PR #1053, opened 2017-11-21
P4_14->16 conversion hooks for register/stateful conversion

ChrisDodd:
This adds some hooks so that convertExternInstance can add additional declarations to the scope of the control in which is being converted and/or get at other previously converted objects in the scope (registers is the particular need).


ChrisDodd:
scope is passed as an argument to convertExternInstance so that backend-specific subclasses of ExternConverter can use it in their override...

Issue #1057, opened 2017-11-24
p4c segfault when counter name and header name is the same.


rbooysen:
p4c crashes with this error:

terminate called after throwing an instance of 'boost::exception_detail::clone_impl >'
· · · · ·
For the listing above, say how many lines hold the word "convertExternInstance". Nothing but the number is needed.

2